第十九回·井下

    初七尽全力地一片黑暗中奔跑着,她伸出手摸索着两边湿滑的井壁,尽量让自己的呼吸再放得轻一些。

    她很清楚,就按照童磨那家伙的性子,虽然前一秒可以选择帮助他,但同时下一秒也会毫不迟疑地就把更可怕的危险直接引向她。

    因此,虽然平心而论,她明里暗里地从童磨那里搞来了不少情报,但初七还是没办法对他生出哪怕一丁点的好感。

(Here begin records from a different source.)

PR #2598, opened 2023-07-28
[IO API] Create Python entry points for creating and editing IO notes

glutanimate:
A first small batch of changes to create the API surface that the new version of IOE will need. More to follow as I continue with the rework – the bulk of the work will lie on the JS/Svelte side.

This batch targets the python editor API, slightly refactoring the current IO-related methods and creating entry-point methods for adding and editing image occlusions that abstract the Py → JS comms implementation details away.

CC @krmanik @dae

### DIFF
--- a/qt/aqt/addcards.py
+++ b/qt/aqt/addcards.py
@@ -51,6 +51,7 @@ class AddCards(QMainWindow):
         add_close_shortcut(self)
         self._load_new_note()
         self.setupButtons()
+        self.col.add_image_occlusion_notetype()
         self.history: list[NoteId] = []
         self._last_added_note: Optional[Note] = None
         gui_hooks.operation_did_execute.append(self.on_operation_did_execute)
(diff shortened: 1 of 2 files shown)


dae:
Looks good in isolation, but unfortunately has conflicted with Mani's recent changes. Mani's code assumes that the file picker function would be called on both add and edit paths, and your code is assuming it's only called for new notes, so will presumably need tweaking.

glutanimate:
OK, updated and rebased against `main`.

NB: Merging this PR would re-enable IO, so let's defer it until 2.1.66 is released, or if the release is likely to take longer and @krmanik and I need to work on IO things in parallel, let's merge it into an IO feature branch perhaps.

dae:
Release is out :rocket:

dae:
Your recent PRs are failing when merged - eg https://buildkite.com/ankitects/anki-ci/builds/6166#018a2565-c300-4559-a029-fa20a10581d5. Would you mind doing a quick PR that adds an edit to CONTRIBUTORS from GitHub's interface?

glutanimate:
[Done](https://github.com/ankitects/anki/pull/2623)! Looks like GH switched my account over to the new ID-based noreply format.

Issue #2596, opened 2023-07-27
Image occlusion mask editor only loads for the first created note


glutanimate:
Follow-up to #2485 

With the latest `main` build, the IO mask editor disappears as soon as you attempt to create a second note:

https://github.com/ankitects/anki/assets/5459332/6ff85138-7bec-49b4-9bf8-20bd940471f6

The console log and stdout seem clean, did not see any error messages.

glutanimate:
Thanks for the quick fix! This works well when using the image selection button. However, now that I'm starting to tinker with programmatically launching the editor into IO mode, I'm finding that I'm running into the same issue as before.

My code is using the updated python API in #2598, but I can also reproduce the issue on main.

Essentially, I'm skipping the image selection step prompted for by the button and calling `setupMaskEditor` directly with a predetermined image. As a result, the `imageOcclusionMode` reset you added in 1d7559819ca3520898247585bfcac96904737bec is skipped over, which I assume explains why the problem resurfaces. FWIW, the behavior is exactly the same as the user-interaction mediated trigger above, i.e. calling setupMaskEditor works fine the first time before the mask editor has been invoked at least once in a session, but then fails subsequently when trying to switch back from e.g. a basic note type.

Given the fix above, the first thing I tried was adding the same reset to `setupMaskEditor`, i.e. setting `imageOcclusionMode = undefined` [at the top](https://github.com/ankitects/anki/blob/1d7559819ca3520898247585bfcac96904737bec/ts/editor/NoteEditor.svelte#L402), but unsurprisingly this didn't work. I assume the problem is that a re-render is not triggered quick enough, right? Changes applied at button onClick time have a lot more time to play out of course, given that the user moves on to select an image, etc.

With that in mind, do you think there's another way we could approach this perhaps? Still getting up to speed on Svelte, so I don't have a full overview of how the rendering lifecycle works.

glutanimate:
OK, nvm, I think #2599 should do the trick - writing things out always helps :sweat_smile:

dae:
> I assume the problem is that a re-render is not triggered quick enough, right? 

My guess as to what's happening here: if there's a delay between the mode being unset and set to a different value, the existing image occlusion component is removed from the DOM. If the mode gets changed without being first removed, the existing component is removed, and presumably it's in an inconsistent state then. If we need to force the existing component to be removed first, we could probably do so by awaiting tick() before setting a new non-null value.

PR #2599, opened 2023-07-28
Perform occlusion mode reset directly after adding notes

glutanimate:
Seems to fix the additional scenarios discussed in the #2596 comments

Does this look OK to you? Don't fully grok the implications of resetting the mode here, but if it works on image selection button click, I'd imagine that this is safe, too.

One caveat: `resetIOImageLoaded()` is called from Python and thus only pertinent on desktop. If #2596 also occurs on mobile we might have to solve this differently (though I wasn't able to reproduce this and would imagine that it's impossible as each mask editing session happens in a new web view context, right?)

### DIFF
--- a/ts/editor/NoteEditor.svelte
+++ b/ts/editor/NoteEditor.svelte
@@ -426,6 +426,7 @@ License: GNU AGPL, version 3 or later; http://www.gnu.org/licenses/agpl.html
         if (page) {
             page.remove();
         }
+        imageOcclusionMode = undefined;
     }
     globalThis.resetIOImageLoaded = resetIOImageLoaded;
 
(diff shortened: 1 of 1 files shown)


glutanimate:
Likely superseded by #2600 as `imageOcclusionMode` resets are now performed on `saveNow`. Will need to confirm once both #2600 and #2598 are merged.

dae:
> Does this look OK to you?

It would probably be better to await tick(), as otherwise we may not be guaranteed that the previous instance had been removed yet, as Svelte does updates periodically and not immediately.

>  as each mask editing session happens in a new web view context, right?

Yep, that's correct.

glutanimate:
@dae thanks for the insights on `tick()`, makes a lot of sense!

Closing this as I can confirm the problem is fixed with #2600

PR #2600, opened 2023-07-29
follow-up pr for io button in note editor

krmanik:
In this PR the reset image and io mode (hide all & hide one) implemented. The button for mobile client for two mode moved to toolbar. The option to change mode in toolbar is helpful in add, edit and browse mode.
The reset image feature need help, I have tried to implement but the option is only available to desktop client and didn't find better solution for both mobile and desktop. In browse mode changing the note does not update mask editor so there is fix in this PR.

    毕竟那家伙就是一个纯粹的、喜欢看热闹的疯子罢了。

    童磨是个非常矛盾的体现,他举止轻浮、言语暧昧、行为大胆又渴求刺激。他实在是个难得的聪明人,总是擅长以各种无意义的跳脱杂音来掩盖内心的真实想法,因此很多时候就连完全掌控着他生死的无惨都有些拿他没有办法。

    所以,他帮助初七固然是真心的,想看无限城的热闹当然就更是真心的了。

    讲真的初七从他那里知道了秘密,当然,其中有很多都是靠着童磨嘴里或真或假的、暧昧不清的暗示猜出来的,比如无限城内那间不知何时忽然出现的书房、每逢月圆之夜他们体内的能量就会不受控地沸腾起来、还有那座一直交由黑死牟精心打理的小花园。

    又比如无惨前段时间突然发疯要求所有食人鬼一起全力追杀那个带着日纹花札耳环的少年、原本明令禁止食人鬼聚集在一起的他偏偏主动下令让十二弦月重新聚首、之前在看到黑死牟忘了显露鬼相反而用回了人类的样貌时忽然瑟瑟发抖然后大发雷霆什么的……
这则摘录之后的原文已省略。